Furthermore I suspect that the AHG in Rakhigarhi is somehow underestimated in Shinde’s paper, since on Narasimhan’s PCA Rakhigarhi is closer to AASI type sources than what one would expect with a mere 27% AASI input.
I would expect the AASI ancestry in the models (when completely separated from Iran ancestry) to go up in the IVC samples, InPe samples and in modern south Asians as well when a proper group AASI sample is published.
yeah steppe and iran HG related over and AASI under
Shouldn’t Tam Iyer 3 be Tam Iyer 2?
Hey, Razib
you think you can model me too? I took a dna-test too and i would like to see how i turn out as well.
What outgroups did you use? I hope it included geoksyur_en.

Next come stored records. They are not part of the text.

PR #319, opened 2024-02-08
sort the list of logs every time we add an item

breid1313:
ensure that the list of logs to post is always sorted by timestamp. I am choosing to do this each time that we add a record to the list rather than at post time in the event that there is a race condition that adds a record to the queue while we are preparing to post


breid1313:
whoops this should be done on the other end

PR #323, opened 2024-03-01
OJ-33445: fix roll back logic when jf ingest crashes

gavinpitt-jf:
Adjust logic to delete left over JF Ingest files when JF Ingest crashes and rolls back to not use JF Ingest

I tested this by incorrectly setting my GDPR_active flag to False in my config.yml, which recreates a specific problem one of our customers experienced

### DIFF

Also hope that allsnps was set to “YES”.
what p value cutoff was used?
Looking through the project members spreadsheet, it’s odd how West_East_Bengal_Brahmin_1 scores more Lithuanian than Bihari Babhan and the other Bengal Brahmins but scores much lower steppe on your qpAdm. Is this a reflection of a failure in the old model or some mislabeling on the qpAdm
Lithuanian??? They did not exist at the time of Aryans invasion/migration. When was the contact between them and people in today’s India?

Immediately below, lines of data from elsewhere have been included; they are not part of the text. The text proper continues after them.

PR #325, opened 2024-03-14
Oj 33568  upload health test results during full run

breid1313:
- always run Jira validation via jf_ingest when in a pull mode
- run git validation if asked for, but not yet through jf_ingest and only when in validate mode
- bump jf_ingest so we can dump the dataclasses safely to json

Not to single you out Kann_Kodava_1, but that is fascinating how high your Indus Periphery versus how low your steppe ancestry and and your AASI is on the lower end as well. Kodavas in Kannada were always thought of as different from surrounding populations and it turns out they are the least steppe influence and the most Indus influenced, if your sample is represenative of other Kodavas. Razib, I wonder if they would make a good model of the IVC inhabitants, or at least the first IVC immigrants into south india?
Might also be a good opportunity to retire the mythos around them being related to greeks, or some other exogenous element. There may be an east to west AASI cline in peninsular india, with certain isolated populations in the western ghats representing the least admixture.